L’idée de se tenir en communion avec le Pape et avec l’évêque était très familière aux anciens. C’est là la signification usuelle et juridique du mot communicantes; être en communion avec les bienheureux du ciel, dans la compagnie desquels tous, catholiques et hérétiques, auraient désiré se trouver, passe encore; mais un communicantes et diem sacratissimum Pentecostes celebrantes, quo Spiritus Sanctus Apostolis innumeris linguis apparuit, sed memoriam venerantes imprimis gloriosae semper Virginis etc., est bien peu naturel, étrange, et accuse en conséquence un arrangement du texte. Il faut donc conclure que la mention des solennités, les capitula diebus apta du pape Vigile, qui se glissent entre le communicantes et le memoriam venerantes, embrouillant quelquefois le sens, ou bien ne sont pas primitifs, ou demandent qu’on détache peut-être le communicantes de la liste des saints, pour le rapporter au nom du Pape avec lequel on était en communion; d’autant plus que le canon ajoute : sed et memoriam venerantes, précisément pour faire mieux remarquer les deux conceptions, parfaitement distinctes entre elles : tibi offerimus pro Ecclesia tua… una cum famulo tuo Papa nostro communicantes, sed et memoriam venerantes imprimis gloriosae, etc. On ne doit pas s’étonner que le nom du Pape devance ici celui même de la Mère de Dieu. La mention du Pape dans le canon a pour but de garantir l’orthodoxie de l’offrant, et d’intégrer ex parte subiecti, comme diraient les scolastiques, son action sacerdotale, — rappelons-nous les semiplenas hostias d’Ennodius, parce que non accompagnées du nom du Pape, — tandis que ex parte obiecti, la première après Dieu, en l’honneur de laquelle le divin Sacrifice est offert, est Celle qui est bénie entre toutes les créatures. En faisant accorder le communicantes avec le Pape et avec le nom de l’évêque diocésain, qu’il était d’usage de prononcer, on aurait aussi l’avantage de donner à ce participe, traduit probablement d’un texte grec où il avait le rôle de sujet, l’appui d’un verbe de mode défini : tibi offerimus… communicantes, sed et memoriam venerantes ; maintenant qu’il n’a plus cet appui, il est, pour cette raison, comme suspendu en l’air.»

 

 

 

 

 

[i] G . MERCATI, Antiche Reliquie liturgiche, Roma 1902.
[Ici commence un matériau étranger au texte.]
PR #559, opened 2024-07-30
[DPE-4198] Switch to constant locales

dragomirp:
Hardcode the locales, so that there's no need to get them from the snap all the time.


src/locales.py
dragomirp, line 1: Essentially the sorted output of `ls /snap/charmed-postgresql/current/usr/lib/locale` + `C`

src/config.py
```diff
@@ -90,9 +91,9 @@ class CharmConfig(BaseConfigModel):
     request_standard_conforming_strings: Optional[bool]
     request_time_zone: Optional[str]
     response_bytea_output: Optional[str]
-    response_lc_monetary: Optional[str]
-    response_lc_numeric: Optional[str]
-    response_lc_time: Optional[str]
+    response_lc_monetary: Optional[Literal[tuple(SNAP_LOCALES)]]
+    response_lc_numeric: Optional[Literal[tuple(SNAP_LOCALES)]]
+    response_lc_time: Optional[Literal[tuple(SNAP_LOCALES)]]
```
dragomirp, line 96: I don't think we need the validator.

tests/integration/test_charm.py
```diff
@@ -166,6 +169,23 @@ async def test_settings_are_correct(ops_test: OpsTest, unit_id: int):
...
+    locales = raw_locales.splitlines()
+    locales.append("C")
+    locales.sort()
+
+    # Juju 2 has an extra empty element
+    if "" in locales:
+        locales.remove("")
+    assert locales == SNAP_LOCALES
+
+
```
dragomirp, line 188: This should fail if the snap locales change after an update, so we can regenerate the SNAP_LOCALES

tests/unit/test_charm.py
```diff
@@ -1429,22 +1429,35 @@ def test_validate_config_options(harness):
 
         with pytest.raises(ValueError) as e:
             harness.charm._validate_config_options()
-            assert e.msg == "request_date_style config option has an invalid value"
```
dragomirp, line 1432: The context exists when the exception is raised

tests/unit/test_charm.py
```diff
@@ -1848,11 +1861,8 @@ def test_add_cluster_member(harness):
 
         # Not ready error if not all members are ready
         _are_all_members_ready.return_value = False
-        try:
+        with pytest.raises(NotReadyError):
             harness.charm.add_cluster_member("postgresql/0")
-            assert False
```
dragomirp, line 1853: Should we keep the assert here?

src/locales.py
dragomirp, line 1: Essentially the sorted output of `ls /snap/charmed-postgresql/current/usr/lib/locale` + `C`

taurus-forever (commented):
I am not happy of hardcoding the highly changeable locales file locally. 
It is an extra efforts we are going to handle forever. And we will forget to update it.

Why don't we simply defer leader-elected if locale file is missing... OR use default `C.UTF-8` locale if snap failed to give us /snap/charmed-postgresql/current/usr/lib/locale


IMHO, it is foreign responsibility we are workarounding for no real reason.

dragomirp:
> I am not happy of hardcoding the highly changeable locales file locally. It is an extra efforts we are going to handle forever. And we will forget to update it.

I don't think the locale names will change all that often and they should only change when we rebuild the snap. If we forget to update the list, the integration test check will fail, since the hardcoded list and what's in the snap will differ.

> Why don't we simply defer leader-elected if locale file is missing... OR use default `C.UTF-8` locale if snap failed to give us /snap/charmed-postgresql/current/usr/lib/locale

The original issue can potentially happen not only when we actually set a locale, but when we construct the validator for the locales. If `ls` can't execute at that time, we have to catch the exception and defer the given event. I don't think that leader-elected is the only place this can happen.

tests/integration/test_charm.py
lucasgameiroborges: If the `ls` command was failing/unstable before (when running inside the leader elected hook), wouldn't this test potentially be unstable for the same underlying reason? Shouldn't we maybe retry this command in case of failure? No hard opinion here, just worrying for instabilities :sweat_smile:

lucasgameiroborges (approved):
I personally don't think the hard-coded list will be that much trouble, the test should warn us in case of issues, so LGTM. Only semi-worried about a potentially unstable test, does the original issue came up very often? I hope not, otherwise it could be +1 unstable test :pray:

tests/integration/test_charm.py
dragomirp: > If the `ls` command was failing/unstable before (when running inside the leader elected hook), wouldn't this test potentially be unstable for the same underlying reason? Shouldn't we maybe retry this command in case of failure? No hard opinion here, just worrying for instabilities 😅

The original issue happens if we try to validate the config model while the snap is not yet available/failed to install, so we can't list the locales available within the snap. If we are reaching this far into the test suite, the snap has already been installed, since the cluster has already bootstrapped.

lucasgameiroborges: Now I get the timing! Sounds good then

marceloneppel (approved):
LGTM!

taurus-forever (approved):
Discussed a lot on sync call. Necessary evil. Sold for now.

[ii] PELAGII I Epist., V , ; P. L.t LXIX , col. 398.

[iii] LABBE, Sacr. Conc. Nova Collectio, Venetiis 1767, t. VIII, col. 282.

[iv] LEONIS I Epist., LXXX; P. L.t LIV, col. 914-915- Il est intéressant de noter que Dioscore, Juvénal et Eustathe n’étant pas orthodoxe, St Léon Ier dit : « A propos de la mention des noms de Dioscore, Juvénal et Eustathe au saint autel, il serait très inique et incongru de mêler leurs noms sans discrétion à ceux des saints.»

[v] Cf. P. L., LIV, col. 1397-

[vi] GREGORII I Epist. 1. IV, ep. XXXIX ad Constantium Episc; P. L.t LXXVII, col. 714.